Recommandation n° 3 : Garantir une prise en charge spécialisée à toutes les étapes de la procédure judiciaire dans les cas de violences sexuelles commises à l’encontre de mineurs, en particulier lorsqu’il s’agit de viols sur mineurs

Recommandation n° 7 : Insérer dans le code pénal une nouvelle infraction selon laquelle tout acte de pénétration sexuelle, de quelque nature qu’il soit, imposé par un majeur à un enfant de treize ans est puni de vingt ans de réclusion criminelle.

Recommandation n° 8 : Insérer dans le code pénal une nouvelle infraction selon laquelle tout acte sexuel sans pénétration imposé par un majeur à un enfant de treize ans est puni de dix ans d’emprisonnement et de 150 000 euros d’amende.

Pourquoi c’est insuffisant ?

  • - Parce que Coralie, 11 ans, violée par son grand frère de 16 ans, pourra toujours être considérée comme « consentante » par la loi française. Dans ce cas le grand frère incestueux n’encourt aucune sanction, car il n’est pas majeur et l’atteinte sexuelle sur mineur de 15 ans ne peut être commise que par un majeur sans sa rédaction actuelle. Il échappera également à la nouvelle infraction proposée (recommandation n°7) qui ne concerne que les relations imposées par un majeur à un enfant de moins de 13 ans.
  • - Parce qu’Alice, 14 ans, violée et manipulée par son beau-père qui use de son emprise pour lui faire croire à une « histoire d’amour », verra sa plainte pour viol requalifiée en « atteinte sexuelle » et donc correctionnalisée.
  • - Parce qu’Alain et Béatrice, 6 ans, violés par un animateur dans un centre de loisir, verront leur plainte requalifiée en « agression sexuelle » comme l’immense majorité des plaintes pour viol. Et ce malgré le rapport d’expertise gynécologique établi par l’UMJ. Bien qu’illégale, la correctionnalisation des viols continuera très probablement à être pratiquée en masse dans les années à venir.

Nos propositions

Aussi nous vous proposons trois recommandations supplémentaires, numérotées à partir de 17 pour éviter toute confusion avec celles de votre rapport :

Recommandation n°17 : Inscrire dans la loi le fait qu’aucun mineur ne saurait être consentant à l’inceste. Tout acte sexuel commis sur un mineur par un membre de sa famille (tel que défini par l’article 223-31-1 du Code Pénal) devrait être puni avec la même sévérité qu’un viol. Le moyen le plus simple d’y parvenir est de créer une nouvelle infraction spécifique pour l’inceste, distincte du viol.
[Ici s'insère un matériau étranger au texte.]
PR #20813, opened 2024-12-15
Enable `deprecate-import-from-ember` deprecation

NullVoxPopuli:
What are folks thoughts on enabling this? and then the deprecation messages would force us to work on improving the inspector experience?

I have some ideas for how to bring back compatibility.

Our setup would be something like this:

```js
const EMBER_INSPECTOR_SUPPORT = Symbol.for('__EMBER_INSPECTOR__');
globalThis[EMBER_INSPECTOR_SUPPORT] ||= {};
globalThis[EMBER_INSPECTOR_SUPPORT].init = async function loadEmberInspectorUtilities() {
  // store things on the secret object 2 lines above
  globalThis[EMBER_INSPECTOR_SUPPORT].tracking = await import(...);
  /* ... etc ... */.container = await import(...);

  // ensuring to set up an event listener pair for communicating via postMessage with the inspector
}
```

This should probably _wrap_ all of this code: https://github.com/emberjs/ember.js/pull/20775/files#diff-b2c569a1648b65b7314971b3bd201a82fda450a5cccc8c3d415b864166c98e27

And then on the app side, we only need to load the module, since everything the inspector needs is await-imported
```js
import '@ember/inspector-support';
```

And then on the inspector side, we access the globalThis
```js
// loading the inspector
await globalThis[EMBER_INSPECTOR_SUPPORT].init();

// we can now start building the UI / Panels in the ember-inspector project.
```

@PatrickJS , @ef4 thoughts?

### DIFF
--- a/packages/@ember/-internals/deprecations/index.ts
+++ b/packages/@ember/-internals/deprecations/index.ts
@@ -95,7 +95,7 @@ export const DEPRECATIONS = {
     return deprecation({
       id: `deprecate-import-${dasherize(importName).toLowerCase()}-from-ember`,
       for: 'ember-source',
-      since: { available: '5.10.0' },
+      since: { available: '5.10.0', enabled: '6.3.0' },
       until: '7.0.0',
       url: `https://deprecations.emberjs.com/id/import-${dasherize(
         importName
--- a/packages/@ember/-internals/deprecations/index.ts
+++ b/packages/@ember/-internals/deprecations/index.ts
@@ -95,7 +95,7 @@ export const DEPRECATIONS = {
     return deprecation({
       id: `deprecate-import-${dasherize(importName).toLowerCase()}-from-ember`,
       for: 'ember-source',
-      since: { available: '5.10.0', enabled: '6.3.0' },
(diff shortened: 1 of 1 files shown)


kategengler:
Could you bring this comment to the RFC? That's really where enabled gets decided -- the 'Ready for Release' stage

patricklx:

Recommandation n°18 : Inclure les cousins dans la définition de l’inceste, comme proposé par la députée Annie Chapelier.

Recommandation n°19 : Lancer une grande campagne d’information et de sensibilisation pour le grand public sur l’inceste et les violences intrafamiliales.

Pour un "plan Inceste"

Afin de compléter ces recommandations, nous joignons à ce courrier une copie des 29 mesures du « plan Inceste » que nous préconisons depuis 2004 et qui permettraient une véritable politique de prévention de ce fléau de santé publique qui reste peu connu et mal pris en charge. 
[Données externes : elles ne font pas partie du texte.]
PR #688, opened 2017-10-09
Add major.minor classifiers

hugovk:
Plus implementation classifiers


hugovk:
Most of these were added in https://github.com/PyCQA/pycodestyle/pull/654, but this at least adds Jython.

sigmavirus24:
We don't actively test on Jython. So for now I'm going to close this.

Nous vous rappelons que selon les statistiques 2014 du SNATED (qui gère le numéro d’urgence 119 Allo Enfance Maltraitée), les trois quarts (75%) des violences sexuelles sur mineurs sont incestueuses. D’après un sondage Harris Interactive pour Face à l'inceste de 2015, 4 millions de Français (6% de la population) déclarent être des survivants de l’inceste. La moitié d’entre eux ont commis une tentative de suicide. L’inceste tue, sans doute plus que les accidents de la route, bien que les études statistiques officielles manquent pour quantifier les conséquences de ce fléau.

Il est temps d’agir !

Je vous prie d’agréer, Mesdames, Messieurs, l’expression de ma haute considération.